37. The method of claim 36, wherein the FABAC comprises two fatty acid radicals wherein at each occurrence W is independently a fatty acid radical having 6-22 carbon atoms; and X is independently a bonding member comprising a heteroatom or a direct C—C or C═C bond.
38. The method of claim 36, wherein said bonding member is selected from the group consisting of: NH, P, S, O, or a direct C—C or C═C bond.
39. The method of claim 38, wherein said bonding member is NH.
40. The method of claim 36, wherein said one or two fatty acid radicals are independently selected from the group consisting of: stearic acid, behenic acid, arachidylic acid, palmitic acid, arachidonic acid, eicosapentaenoic acid and oleic acid.
41. The method of claim 40, wherein said one or two fatty acid radicals is a radical of arachidylic acid.
42. The method of claim 36, wherein said bile acid is selected from the group consisting of cholic acid, ursodeoxycholic acid, chenodeoxycholic acid, deoxycholic acid, lithocholic acid, and derivatives thereof.

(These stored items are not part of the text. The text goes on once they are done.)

Issue #227, opened 2014-12-10
Gen 3 vs. Pro timers


lgarron:
[8a7](https://www.worldcubeassociation.org/regulations/#8a7)) Use the authentic Speed Stacks Stackmat timer (Generation 2 or Pro) for time measurement.

I still don't know if there is an actual difference between Gen 3 and Pro, but we should probably make this as clear as possible.

(Reported to the WRC by Stefan on Nov. 23.)

lgarron:
I sent [an email](https://groups.google.com/forum/#!topic/wca-delegates/HTJoEMQblmk) to the Delegates list:

> The Regulations currently state:
> - 8a7) Use the authentic Speed Stacks Stackmat timer (Generation 2 or Pro) for time measurement.
> 
> Technically, this means Gen 3 timers (which look like Gen 2 timers without a data port) are not allowed. It's easy to add them to 8a7, though. Is anyone currently using them?

lgarron:
Also [posted to speedsolving.com](https://www.speedsolving.com/forum/showthread.php?51081-Have-you-been-to-any-competitions-using-Gen-3-timers&p=1048007#post1048007).

lgarron:
No one [on the Delegate list](https://groups.google.com/forum/#!msg/wca-delegates/HTJoEMQblmk/F0ghgSc7VxwJ) or [on speedsolving.com](https://www.speedsolving.com/forum/showthread.php?51081-Have-you-been-to-any-competitions-using-Gen-3-timers&p=1048007#post1048007) reports active use of Gen 3 timers.

I'm closing this issue; if someone "needs" to use Gen 3 timers, we can bring it up again.

PR #333, opened 2016-02-28
Added the new timer generation

Laura-O:


viroulep:
Looks good !

Claster:
Sorry for looking at it only now, after it was merged.

Don't you actually confuse two different timers? There is gen 3 timer (without data port IIRC) which is not allowed at the comps currently, and there is pro timer which is allowed. Is it a good idea to write "Generation 3 Pro Timer"?

viroulep:
I wondered about this too and found out that Speedstacks also refers to the pro timer using "Gen 3 pro timer" (see [here](https://www.speedstacks.com/store/retail/speed-stacks-stackmat-pro-timer/), the note line).

Laura-O:
Yes, I had also asked Speed Stacks about the proper naming of the timer generations and they confirmed that.

There is also an issue about the difference between Generation 3 and Pro Timers here: #227 
As obviously nobody was using them back then and they are not available anymore, I think it's correct to use the currently used naming in the regulations.

lgarron:
> I wondered about this too and found out that Speedstacks also refers to the pro timer using "Gen 3 pro timer" (see here, the note line).

Hmm, it seems you're right. Also here: https://www.speedstacks.com/store/retail/speed-stacks-stackmat-pro/

I wish they were more clear about this. I think the change we have now is accurate enough, but I'm worried it will cause confusion about whether "non-Pro" Generation 3 timers are now allowed. Not everyone is likely to know the distinction. Maybe we should have a page which lists permitted timer equipment, too. :-/

Claster:
Or maybe add a clarification to guidelines: "Gen 3 timers which are not pro are not allowed"?

TimMcMahon:
Should particular batches of Speed Stacks timers be reviewed and added to a list of approved timers?

Speed Stacks might modify the Gen 4 Pro Timer over the next 12 months if they identify issues with earlier batches.

Laura-O:
What would be the aim of that?

Those "batches" are released without an announcement. When the battery compartment of the Gen3 timers was updated, online shops sold the old versions even a year later...
It would make things really complicated to differentiate between these batches.

I agree that it would be good to make a list of approved equipment, but breaking this down to the updates of timer generations seems to be more confusing than helpful.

43. The method of claim 42, wherein said bile acid is a cholic acid.
44. The method of claim 36, wherein said FABAC is selected from the group consisting of:
3-beta-stearoyl-amido, 7α,12α-dihydroxy-5-beta-cholan-24-oic acid,
3-beta arachidylamido,7α,12α-dihydroxy-5-beta-cholan-24-oic acid, and
a combination thereof.
45. The method of claim 36, wherein said FABAC is 3-beta-arachidylamido,7α,12α-dihydroxy-5-beta-cholan-24-oic acid.
46. The method of claim 36, wherein the skin condition associated with altered sebum levels is selected from the group consisting of: acne, seborrhea, seborrhoeic dermatitis, a sebaceous cyst, sebaceous hyperplasia, dandruff and folliculitis.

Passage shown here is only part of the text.